Stored data:
+++++
PR #2117, opened 2018-07-16
make route concatentation lazy and save some allocations

swachter:
This pull request is a follow up on the proposal [Route concatenation operator should use value class and possibly be by name in its second argument](https://discuss.lightbend.com/t/route-concatenation-operator-should-use-value-class-and-possibly-be-by-name-in-its-second-argument/1540).
It makes two slight modifications to the `RouteWithConcatenation` class that provides the `~` extension method to routes:

1. The first modification makes `RouteWithConcatenation` a value class.
1. The second modification makes the argument to the `~` method a by-name argument.

Both modifications require binary compatibility exception rules.

### DIFF
--- a/akka-http/src/main/scala/akka/http/scaladsl/server/RouteConcatenation.scala
+++ b/akka-http/src/main/scala/akka/http/scaladsl/server/RouteConcatenation.scala
@@ -34,12 +34,12 @@ trait RouteConcatenation {
 
 object RouteConcatenation extends RouteConcatenation {
 
-  class RouteWithConcatenation(route: Route) {
+  class RouteWithConcatenation(val route: Route) extends AnyVal {
     /**
      * Returns a Route that chains two Routes. If the first Route rejects the request the second route is given a
      * chance to act upon the request.
      */
-    def ~(other: Route): Route = { ctx ⇒
+    def ~(other: ⇒ Route): Route = { ctx ⇒
       import ctx.executionContext
       route(ctx).fast.flatMap {
         case x: RouteResult.Complete ⇒ FastFuture.successful(x)
--- a/akka-http/src/main/mima-filters/10.1.3.backwards.excludes
+++ b/akka-http/src/main/mima-filters/10.1.3.backwards.excludes
@@ -2,3 +2,12 @@
 
 # Removal of deprecated methods in 10.0.1 and 10.0.2
 ProblemFilters.exclude[ReversedMissingMethodProblem]("akka.http.javadsl.server.Route.asScala")
+
+# Make RouteWithConcatentation a value class
+ProblemFilters.exclude[IncompatibleResultTypeProblem]("akka.http.scaladsl.server.RouteConcatenation._enhanceRouteWithConcatenation")
+ProblemFilters.exclude[IncompatibleResultTypeProblem]("akka.http.scaladsl.server.Directives._enhanceRouteWithConcatenation")
+ProblemFilters.exclude[FinalClassProblem]("akka.http.scaladsl.server.RouteConcatenation$RouteWithConcatenation")
+ProblemFilters.exclude[IncompatibleResultTypeProblem]("akka.http.scaladsl.server.HttpApp._enhanceRouteWithConcatenation")
+
+# Change argument of "~" method to be a by name argument
+ProblemFilters.exclude[IncompatibleMethTypeProblem]("akka.http.scaladsl.server.RouteConcatenation#RouteWithConcatenation.~")


swachter:
The binary compatibility issues may prevent the pull request from being merged. Another option could be to integrate these changes only for the coming Scala 2.13.

johanandren:
OK TO TEST

swachter:
Maybe we can have the discussion about lazyness right here?

I think that the `~` operator should be lazy because of the principle of least surprise.  Most of the akka-http routing logic is also lazy (cf. comment of @sirthias at [Spray issue 780](https://github.com/spray/spray/issues/780).

I guess that performance-wise it makes not much difference. Some applications would benefit because unmatched routes have not to be built whereas other applications would suffer from lazyness if route matches often happen at later alternatives. In these cases however, a reordering of alternatives seems to be in order anyway.

johanandren:
I'm on the fence, while I agree there is also the risk that users already depend on the eager behavior in weird ways, and changing it could break their code. 

That's why I proposed a separate route that explicitly is lazy, available for anyone to use, and not breaking anyones code.

Let's see what the rest of the team thinks. ping @akka/akka-http-team

jypma:
Somewhat unrelated, but perhaps we should pull into the discussion that forgetting to add `~` between routes is an often-made mistake; perhaps an alternative syntax could take care of both safety and lazy evaluation in one shot?

More on-topic, are there any established real-life cases where eagerly allocating these routes has shown to be the performance bottleneck?

ktoso:
> perhaps an alternative syntax could take care of both safety and lazy evaluation in one shot?

It exists. `concat(route, route, route)`

swachter:
@ktoso An alternative syntax could be `|`. The `|` symbol reflects that combined routes are alternatives (disregarding rejections that are collected over all alternatives.)

ktoso:
> @ktoso An alternative syntax could be |. The | symbol reflects that combined routes are alternatives (disregarding rejections that are collected over all alternatives.)

We will not add more glyphic operators to this DLS, if anything it could be a named combinator like `concatLazily` or similar.

akka-http/src/main/scala/akka/http/scaladsl/server/RouteConcatenation.scala
```diff
@@ -34,12 +34,12 @@ trait RouteConcatenation {
...
 object RouteConcatenation extends RouteConcatenation {
 
-  class RouteWithConcatenation(route: Route) {
+  class RouteWithConcatenation(val route: Route) extends AnyVal {
     /**
      * Returns a Route that chains two Routes. If the first Route rejects the request the second route is given a
      * chance to act upon the request.
      */
-    def ~(other: Route): Route = { ctx ⇒
+    def ~(other: ⇒ Route): Route = { ctx ⇒
```
ktoso: wait wait wait... :-)

This causes quite a lot of new allocations in each and every route combination. Before merging such change it would have to be made sure that it does not terribly degrade performance.

Also, not sure if the binary compatibility ignores applies hare can actually be made safely.

I would not want to merge this change at this stage of the project.
If anything, an alternate combinator could be offered.

akka-http/src/main/scala/akka/http/scaladsl/server/RouteConcatenation.scala
```diff
@@ -34,12 +34,12 @@ trait RouteConcatenation {
 
 object RouteConcatenation extends RouteConcatenation {
 
-  class RouteWithConcatenation(route: Route) {
+  class RouteWithConcatenation(val route: Route) extends AnyVal {
```
ktoso: the value class idea is nice; can we do a separate PR with just this?

ktoso: At the same time we could mark it also as `@DoNotInherit`

akka-http/src/main/scala/akka/http/scaladsl/server/RouteConcatenation.scala
swachter: @ktoso @johanandren I implemented a small performance test that compares 4 variants of concat operators (with/without value class, with/without by name argument). Preliminary results can be found here: https://github.com/swachter/akka-route-concat 

For sure, the measurements should be run with more iterations and forks. I will do this as soon as time permits. The results indicate that the concatenation operator that is implemented using a value class and uses a by-name argument for the second route has the highest throughput.

johanandren: Note that it is not only about throughput but also about memory pressure, which may not show up in the throughput of a micro bench but will make life miserable in general in a larger app. So make sure to look at those numbers from JMH a swell.

swachter: @johanandren Can you please tell me how to measure memory pressure. (I did not find a corresponding sbt-jmh option.)

johanandren: That'd be `-prof gc`. Also as you said, please run with warmup enough that you see the result triggering JIT and stabilize (5-10 at least I'd guess), and then more iterations.

swachter: @johanandren Thanks for the information. I ran the measurements with the following args: `sbt> jmh:run -i 20 -wi 20 -f 5 -prof gc` and update the results (cf. https://github.com/swachter/akka-route-concat). For convenience I repeat my summary here:

The concatenation combinator that is implemented by a value class and whose 2nd argument is by-name (i.e. route1) has the highest throughput and the smallest normalized allocation rate for all considered structures of routing trees. The difference in performance between the various concatenation operators gets more pronounced for deeper and broader routing trees.

If you agree with this result then I propose to add a new route concatenation operator (because of binary compatibility) that is implemented by a value class and has a by-name second argument.

Directives can be combined with the `|` combinator. In order to align routes with directives I would also offer the `|` symbol for that new combinator. An alias for the new combinator could be `or`.

jrudolph: I basically agree with performance and the laziness argument. One change between spray and akka-http was that we chose to embrace the laziness in the routing tree even more and made `Directive0.apply` lazy (because that's what most people tripped over). Following up on that making even more parts of the routing structure lazy seems just consistent.

I'm actually not particularly concerned about performance (though testing it definitely makes sense). Routing is a high-level feature and we know that it is not super fast. The directive structure is very flexible but it doesn't come for free. In fact, right now the most expensive part is not the routing but the marshalling and content type negotiation code, so that's where you would have to start optimizing to improve performance.

On the other hand, by now, we usually recommend `concat` instead of `~`. The problem is that we cannot do the same change for `concat` because there are no repeated by-name parameters (`=> Route*`). So, we would either have to introduce another inconsistency or would have to provide overloads of `concat` for different arities.

There's another argument against doing anything and that is about why adding this laziness would actually make a large difference. As I said before `Directive0.apply` is now lazy. That means the only place where adding laziness to `~` is where *creating* the directive passed to `~` is expensive or evaluated unexpectedly eagerly. @swachter, do you have any examples of where that would be the case?

jrudolph:
I'm closing this for now. The only way to get something like this in would be if it was binary compatible, with tests, and consistent over `~` and `concat` and hopefully also for the javadsl.

It's not clear if it's really worth the effort. For the time being, if you need lazyness a simple workaround is surround the directive application with `pass { /* now lazy inside */ }`.

Thanks for the suggestion and the discussion, @swachter.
+++++
TASK INSTRUCTIONS
The line above containing "swachter: @johanandren Can", the line containing "swachter: @johanandren Thanks", and every line between them are to be transcribed exactly; no other line is wanted.

RESPONSE TO THE EXERCISE
swachter: @johanandren Can you please tell me how to measure memory pressure. (I did not find a corresponding sbt-jmh option.)

johanandren: That'd be `-prof gc`. Also as you said, please run with warmup enough that you see the result triggering JIT and stabilize (5-10 at least I'd guess), and then more iterations.

swachter: @johanandren Thanks for the information. I ran the measurements with the following args: `sbt> jmh:run -i 20 -wi 20 -f 5 -prof gc` and update the results (cf. https://github.com/swachter/akka-route-concat). For convenience I repeat my summary here:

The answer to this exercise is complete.